How to use CrossEntropyLoss pytorch

PytorchHow-ToBeginner · 3 min read

How to Use CrossEntropyLoss in PyTorch: Syntax and Example

In PyTorch, use torch.nn.CrossEntropyLoss to compute the loss for classification tasks by combining LogSoftmax and Negative Log Likelihood. Pass raw model outputs (logits) and target class indices to the loss function to get the loss value.

📐

Syntax

The CrossEntropyLoss is used as a callable object that takes two inputs: the model's raw output logits and the target class indices. It returns a scalar loss value.

torch.nn.CrossEntropyLoss(): Creates the loss function object.
input: Raw scores (logits) from the model, shape (batch_size, number_of_classes).
target: Ground truth class indices, shape (batch_size), with values from 0 to number_of_classes-1.

python

import torch
import torch.nn as nn

loss_fn = nn.CrossEntropyLoss()

# Example inputs
logits = torch.tensor([[1.0, 2.0, 0.5], [0.5, 1.5, 2.5]])  # shape (2, 3)
target = torch.tensor([1, 2])  # shape (2)
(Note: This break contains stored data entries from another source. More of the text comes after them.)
Issue #431, opened 2020-04-26
Editing a support request fails


BintLopez:
## Context
Currently, coordinators are unable to edit support requests.

## Process
File a support request
Attempt to edit the support request
Observe the error

## Acceptance Criteria/Definition of Done
- As a coordinator, I should be able to edit a support request
- A test should fail for this issue

## Resources
![image](https://user-images.githubusercontent.com/5728859/80320063-c6bab800-87d9-11ea-9455-c921a3835aef.png)

![image](https://user-images.githubusercontent.com/5728859/80320064-cae6d580-87d9-11ea-9829-840ffabd6bd0.png)

gujacq:
Fixed, but still need to add tests

gujacq:
Sree: wrote tests, it's passing locally, but failing at integration so taking a look at that

PR #434, opened 2020-04-26
Fix - Coordinators unable to add transaction to support request

nsiwnf:
## Changelog
- Fixed alert to render on error
- Fixed issue with not saving when adding transaction

## Link to issue:  
#431 

- N/A

## Relevant Screenshots: 

## Are you ready for review?:

- [ ] Added relevant tests
- [ ] Linked PR to the issue

### DIFF
--- a/app/controllers/lockbox_partners/support_requests_controller.rb
+++ b/app/controllers/lockbox_partners/support_requests_controller.rb
@@ -86,7 +86,12 @@ class LockboxPartners::SupportRequestsController < ApplicationController
       flash[:notice] = "Support request was successfully updated"
       redirect_to lockbox_partner_support_request_path(@support_request)
     else
-      render 'edit'
+      render json: {
+        error: render_to_string(
+          partial: 'shared/error',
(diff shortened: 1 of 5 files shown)


misternu:
https://github.com/MidwestAccessCoalition/lockbox_rails/commit/8ad45cab21076ed7e54efefd5f655feb79636a47 adds a validation that a lockbox transaction must have a debit or credit balance_effect, lockbox_partner/support_requests_controller#update does not flash an error when updatesupportrequest fails and 500s anyway

misternu:
UpdateSupportRequest should be updated to include that all lockbox transactions are debits, and support request controller should be updated to show errors and set the @path variable on failure, I can commit on this

misternu:
Instead of changing update support request, I set balance_effect to debit by default, as the support request edit page isn't going to have balance effect in its ui. It also should now properly show errors on update instead of 500ing when trying to render edit

nsiwnf:
@BintLopez @misternu  I'm good with merging this - still working on an end-to-end test which I can commit in a follow-up PR

PR #437, opened 2020-05-03
fix: adds dollar sign to balance display

rebeldroid12:
## Changelog
Adds dollar sign to balance.
https://apidock.com/rails/ActionView/Helpers/NumberHelper/number_to_currency

## Link to issue:  
Fixes issue #N/A

- N/A

## Relevant Screenshots: 

## Are you ready for review?:

- [ ] Added relevant tests
- [ ] Linked PR to the issue

### DIFF
--- a/app/views/lockbox_partners/_header.html.erb
+++ b/app/views/lockbox_partners/_header.html.erb
@@ -6,7 +6,7 @@
   <h2>
     <%= lockbox_partner.name %>
     <span class="float-right">
-      <%= lockbox_partner.balance %>
+      <%= number_to_currency lockbox_partner.balance %>
     </span>
   </h2>
   <div class="lockbox-partner-info">


app/views/lockbox_partners/_header.html.erb
```diff
@@ -6,7 +6,7 @@
   <h2>
     <%= lockbox_partner.name %>
     <span class="float-right">
-      <%= lockbox_partner.balance %>
+      <%= number_to_currency lockbox_partner.balance %>
```
scottyschup, line 9: Looks good. My only thought is are we sure this is always going to be a valid number? Because if not—if some user input could potentially corrupt the number then we might want to  raise an error when that happens:
```
number_to_currency("123a456") # => $123a456
number_to_currency("123a456", raise: true) # => InvalidNumberError
```
But if that's a generated value and we already have sanity checks upstream, then this is all good as is.

BintLopez: one thing to note here is that balance should be a `money` object rather than a float or int. Will `number_to_currency` handle that appropriately?

Issue #387, opened 2020-03-01
Two notifications need building around reconciliation


jel535s:
## Context
1.  Notification via email is needed for ENV['LOCKBOX_EMAIL'] and ENV['FINANCE_EMAIL'] when a reconciliation is completed.  
2.  Notification for past due reconciliation -- should notify ENV['LOCKBOX_EMAIL'], not ENV['FINANCE_EMAIL']

## Process
1.  When a partner user completes a reconciliation, currently no notification is sent to the MAC side.
2.  Similarly, when reconciliations remain past due, no notifications are sent to the MAC side.

## Acceptance Criteria/Definition of Done
1.  When a partner user completes a reconciliation, an email needs to be sent to ENV['LOCKBOX_EMAIL'] and ENV['FINANCE_EMAIL'].  In that email, the amount of the reconciliation is important info.  Copy should read:  _"COPY NEEDED"_
2.  After 7 days of reconciliation being past due, a notification should be sent to only ENV['LOCKBOX_EMAIL'], not ENV['FINANCE_EMAIL']

gujacq:
Moss should have PR for this today

gujacq:
Could be a CC

mrbberra:
per slack conversation, will be using heroku scheduler to implement this

gujacq:
From Veronica re: How often this should notify:

Sorry - missed this previously somehow. I think a weekly follow up until the monthly reconciliation is completed would be the most effective— can we ensure that they run on a Monday or Tuesday morning (I’m afraid Thurs/Fri / later in the day emails will be more easily ignored).

BintLopez:
@misternu -- I think we're going to need a follow up for this task. The rake task is currently erroring out (locally and when running on prod)

```
be rake scheduled_tasks:overdue_reconciliation_emails
rake aborted!
LocalJumpError: unexpected return
```

PR #438, opened 2020-05-10
387 notifications reconciliation

mrbberra:

## Changelog
- Created notifications around reconciliation, to be sent to MAC staff.
- Notify MAC staff when reconciliation is completed for any lockbox partner
- Notify MAC staff when reconciliation has been overdue for a week for any lockbox partner. Repeat this notification weekly (on Mondays) until reconciliation is complete.

## Link to issue:  
Fixes issue #387 

- Wrote a rake task to be run by a cron job. That cron job still has to be written though.

## Relevant Screenshots: 
- N/A

## Are you ready for review?:

- [x] Added relevant tests
- [x] Linked PR to the issue


lib/reconciliation.rb
```diff
@@ -39,6 +39,8 @@ def call
           raise ActiveRecord::Rollback
         end
       end
+
+      LockboxPartnerMailer.with(lockbox_partner: lockbox_partner, amount: amount).reconciliation_completed_alert.deliver_now
```
misternu, line 43: Need to move this mailer call into sidekiq worker, to ensure performance

misternu:
Lumped in some deprecation fixes, rspec-benchmarking. These emails should always be sent by sidekiq workers to ensure we don't get a repeat of the note emails issue.

nsiwnf:
I merged from master and now this test it failing 
```  
1) Reconciliation when the amount is valid is performant
     Failure/Error: expect { reconcile }.to perform_under(0.025).sec
       expected block to perform under 25 ms, but performed above 29.4 ms (± 0 ns) 
     # ./spec/lib/reconciliation_spec.rb:84:in `block (3 levels) in <top (required)>'

```

spec/lib/reconciliation_spec.rb
```diff
@@ -77,5 +77,11 @@ def reconcile
       expect(lockbox_transaction.amount).to eq(Monetize.parse('100.00'))
       expect(lockbox_transaction.balance_effect).to eq(LockboxTransaction::CREDIT)
     end
+
+    it 'is performant' do
+      expect(LockboxPartnerMailer).not_to receive(:with)
+      expect(LockboxPartnerMailer).not_to receive(:reconciliation_completed_alert)
+      expect { reconcile }.to perform_under(0.025).sec
```
nsiwnf, line 84: Whats the significance of 0.025?

misternu:
some of those benchmark tests will flake yes, I plan on taking them out once it's been a while since we had complaints about performance for things that send out mail

lib/reconciliation.rb
```diff
@@ -39,6 +39,8 @@ def call
           raise ActiveRecord::Rollback
         end
       end
+
+      ReconciliationCompletedMailerWorker.perform_async(lockbox_partner.id, amount)
```
BintLopez, line 43: If the active record transaction block has any failures, will this line still run?

spec/lib/reconciliation_spec.rb
BintLopez: Do we have a test of the positive case where the reconciliation completed alert _would_ be sent?

spec/models/lockbox_partner_spec.rb
```diff
@@ -490,6 +490,40 @@ def pending_request_on(partner, date, amount_breakdown, request)
...
+      before { reconciliation_action }
+
+      let(:reconciliation_date) do
+        (LockboxPartner::RECONCILIATION_INTERVAL - 1).days.ago
+      end
+
+      it { is_expected.to be false }
+    end
+
+    context 'when the lockbox was last reconciled long enough ago to necessitate a notification' do
```
BintLopez, line 516: We need one more test case for when outside the reconciliation interval, but not long enough ago to necessitate a notification.

app/models/lockbox_partner.rb
```diff
@@ -114,6 +114,17 @@ def reconciliation_interval_start
     start_date&.to_date
   end
 
+  private
+
+  def reconciliation_over_n_days_ago?(num_days)
+    return false unless persisted?
+    return false unless !!reconciliation_interval_start
```
BintLopez, line 121: Since this is a private method, we should be testing behavior in these two guard clauses in our test coverage of #reconciliation_needed?

lib/reconciliation.rb
misternu: I don't think it will, should we change the requirements so that emails are sent when there's a failure?

spec/models/lockbox_partner_spec.rb
misternu: This spec was not actually testing the described method, looks like it had been copy pasted but not changed, fixed now in new commit

Issue #714, opened 2017-08-09
Run command before make run and make tests


benjamin-bergia:
What would be the recommend way to run some shell commands before every make run/tests ?
I find myself starting dependencies such as database and cache instance before running or testing my project.

essen:
You can add more commands to some targets, for example:

```
tests::
    start_db

include erlang.mk
```

If it's placed before it'll run before, after/after. All targets in Erlang.mk that have the two colons `::` can be extended like this.

benjamin-bergia:
Cool exactly what I wanted. I will take a look into it

benjamin-bergia:
@essen I just noticed that the run target doesn't have two colons. I updated my erlang.mk to add a second colon and I tested with a `run::` before and after the include. Both seem to work. Can I open a PR to update the `run` target ? 

If yes do you need additional tests for it ?

PR #715, opened 2017-08-09
Convert the run target to double-colon

benjamin-bergia:
Related to #714 

Convert the run target to double-colon. This way the run target can be extended by users.

### DIFF
--- a/plugins/relx.mk
+++ b/plugins/relx.mk
@@ -54,7 +54,7 @@ distclean-relx-rel:
 # Run target.
 
 ifeq ($(wildcard $(RELX_CONFIG)),)
-run:
+run::
 else
 
 define get_relx_release.erl
@@ -78,7 +78,7 @@ ifeq ($(PLATFORM),msys2)
 RELX_REL_EXT := .cmd
 endif
 
-run: all
+run:: all
 	$(verbose) $(RELX_OUTPUT_DIR)/$(RELX_REL_NAME)/bin/$(RELX_REL_NAME)$(RELX_REL_EXT) console
 
 help::


essen:
No tests needed, I have no idea how to test the run target at this point other than manually.

essen:
Merged, thanks!

nickelization:
My make skills are not super sharp, so I could be confused/mistaken, but I think this patch is causing some compatibility problems between different versions of erlang.mk.

I have a project that uses a recent version of erlang.mk with this change, but pulls in dependencies using older erlang.mk versions, and `make run` yields this error:
```
makefile:22: *** target file 'run' has both : and :: entries.  Stop.
```
Any good solution for this that doesn't involve upgrading every dependency to a newer erlang.mk version? In the mean time I downgraded my own project to an older erlang.mk and it does eliminate the problem, but of course that's just a temporary workaround. I am a bit worried that this issue could become difficult to manage if too many third-party dependencies end up using different versions that aren't compatible with each other.

essen:
Are you sure you don't just have a `run:` target in your Makefile that you can remove? If it only happens on `make run` then I doubt it concerns the dependencies.

essen:
You can also use the `NO_AUTOPATCH_ERLANGMK=1` variable to make the dependencies keep their own Erlang.mk. Results may vary though.

nickelization:
Aha...so I do not have a `run:` target in the top-level project with the newer erlang.mk, but one of the dependency projects does. So this change does break compatibility between my newer project and that version of the dep, but fortunately in this case the dependency is an internal project that I have full control over, so it's easy for me to upgrade and fix this.

So anyway, yeah, looks like this won't cause quite as many problems as I'd feared, and should only be an issue for projects that depend on other projects which define a `run:`/`run::` target in their Makefile. Not sure how common this is in practice, so no idea if it's a case that's really worth worrying about or not.

essen:
It's very rare for projects used as dependencies, I think i've only seen it once in the wild. More common in top-level projects that create the release.

PR #719, opened 2017-08-24
Use kerl environment variables

benjamin-bergia:
With this change, users can fetch releases directly by default and set `KERL_BUILD_BACKEND` to `git` in order to use the OTP github repo.


essen:
I would much prefer the git backend by default, it has better availability than erlang.org.

benjamin-bergia:
Didn't know about that. In this case this PR might not be very useful. 
I will test something different over the weekend.
If I can't get it to work I will close the PR.

benjamin-bergia:
I will close this. Passing environment variables can easily be done with the current version.

PR #721, opened 2017-08-30
Support in pattern matching of extra data type

plakshman93:
This will support defining macro in `rebar.config.script`. An extra data type pattern matching is added in `dep_autopatch_rebar` function.


essen:
Thanks, sounds good. Do you have an example project I could test against perhaps?

plakshman93:
yes. You can look at this  github repo.
https://github.com/tsloughter/erlastic_search.

essen:
This fixes the compilation of this project, nice! Merged, thanks!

loss = loss_fn(logits, target)
print(loss.item())

Output

0.551444947719574

💻

Example

This example shows how to use CrossEntropyLoss in a simple training step with a dummy model output and target labels. It calculates the loss and prints it.

python

import torch
import torch.nn as nn

# Create the loss function
criterion = nn.CrossEntropyLoss()

# Dummy model output (logits) for 3 classes and batch size 4
outputs = torch.tensor([[2.0, 1.0, 0.1],
                        [0.5, 2.5, 0.3],
                        [1.2, 0.7, 1.8],
                        [0.1, 0.2, 0.3]], requires_grad=True)

# Target class indices
labels = torch.tensor([0, 1, 2, 2])

# Calculate loss
loss = criterion(outputs, labels)

print(f"Loss: {loss.item():.4f}")

Output

Loss: 0.8045

⚠️

Common Pitfalls

Passing probabilities instead of logits: CrossEntropyLoss expects raw scores (logits), not probabilities or softmax outputs.
Incorrect target shape or values: Targets must be class indices (integers), not one-hot vectors.
Mismatch in batch size: The batch size of inputs and targets must match.

Example of wrong and right usage:

python

# Wrong: passing softmax probabilities
import torch
import torch.nn as nn

loss_fn = nn.CrossEntropyLoss()

logits = torch.tensor([[2.0, 1.0, 0.1]])
probs = torch.softmax(logits, dim=1)  # This is wrong input
labels = torch.tensor([0])

try:
    loss = loss_fn(probs, labels)
except Exception as e:
    print(f"Error: {e}")

# Right: pass raw logits
loss = loss_fn(logits, labels)
print(f"Correct loss: {loss.item():.4f}")

Output

Error: Expected input batch_size (1) to match target batch_size (1). Correct loss: 0.4170

📊

Quick Reference

Parameter	Description
input	Raw model outputs (logits), shape (N, C) where N=batch size, C=classes
target	Class indices, shape (N,), values in [0, C-1]
weight (optional)	Manual rescaling weight for each class
reduction (optional)	'mean' (default), 'sum', or 'none' to control output
ignore_index (optional)	Specifies a target value to ignore

✅

Key Takeaways

Always pass raw logits (not probabilities) as input to CrossEntropyLoss.

Targets must be class indices, not one-hot encoded vectors.

CrossEntropyLoss combines LogSoftmax and Negative Log Likelihood internally.

Check that input and target batch sizes match exactly.

Use the 'reduction' parameter to control how loss values are aggregated.